» **WORK REQUEST**:
In the listing that follows, count the lines holding the word "mediated" and report only that number.

══ DATA ══

PR #4554, opened 2018-10-23
Salt

pyhalov:


Toasterson:
Erm this mediation will break salt when switching python versions

pyhalov:
Does it work with python 3?

pyhalov:
Perhaps, we can build with PYTHON_VERSIONS= 2.7 3.4 3.5?

Toasterson:
Nope not yet. they are still in the process of. WHich is why i mediated it to mediator salt

pyhalov:
OK, let's do links non-mediated for now.

Toasterson:
works aswell

PR #4559, opened 2018-10-24
Remove gtkhtml

AndWac:


pyhalov:
Should we update it?

AndWac:
Or better delete it. It used to be the HTML rendering engine for evolution. But we don't provide evolution anymore and I can't find any other dependant.

pyhalov:
Is it   still developed? If no, drop it.

AndWac:
The latest release seems to be 4.10.0 from September, 2015.
This version needs gail (libgail?) which we dropped.

pyhalov (approved):
Don't forget to mention this on http://wiki.openindiana.org/oi/oi_hipster

PR #4566, opened 2018-10-29
Fonts

alarcher:


components/fonts/arphic-uming/arphic-uming.p5m
```diff
@@ -0,0 +1,39 @@
...
+# You may only use this file in accordance with the terms of version
+# 1.0 of the CDDL.
+#
+# A full copy of the text of the CDDL should have accompanied this
+# source.  A copy of the CDDL is also available via the Internet at
+# http://www.illumos.org/license/CDDL.
+#
+
+#
+# Copyright 2018 <contributor>
```
pyhalov: Fix this

make-rules/common.mk
```diff
@@ -0,0 +1,198 @@
...
+# Always process LDFLAGS.
+COMPONENT_BUILD_ENV += LDFLAGS="$(strip $(LDFLAGS))"
+endif
+
+# Assume components built with ant do not need ASLR.
+ifeq ($(strip $(BUILD_STYLE)),ant)
+ASLR_MODE= $(ASLR_NOT_APPLICABLE)
+else
+# Enable ASLR by default unless target build is NO_ARCH.
+ifneq ($(strip $(BUILD_BITS)),NO_ARCH)
```
pyhalov, line 96: We can comment out this... Perhaps, we should patch ld to respect environment variables as Oracle one does. But we likely don't want ASLR to be suddenly activated.

make-rules/common.mk
```diff
@@ -0,0 +1,198 @@
...
+
+# For the system-test target, assume that none have been implemented.
+SYSTEM_TEST_TARGET ?= $(SYSTEM_TESTS_NOT_IMPLEMENTED)
+ifneq ($(strip $(SYSTEM_TEST_TARGET)),)
+system-test:    $(SYSTEM_TEST_TARGET)
+endif
+endif # COMMON_TARGETS
+
+# Always needed; every component builds packages.
+include $(WS_MAKE_RULES)/ips.mk
```
pyhalov, line 177: Do we want to use this Makefile for IPS or other gates? If so, this   this should be conditional.

alarcher: I imagined that gates are a special case and would not rely on this file.
For now introducing this files helps factoring for fonts and allow testing the logic before we extend the use to other components.

make-rules/common.mk
alarcher: Yes I was not sure how this should be handled. I am using the file for fonts only but of course this should be a discussion.

components/fonts/arphic-uming/arphic-uming.p5m
alarcher: Thanks for catching it.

═══

» **SOLUTION FOR THIS PROBLEM**:
2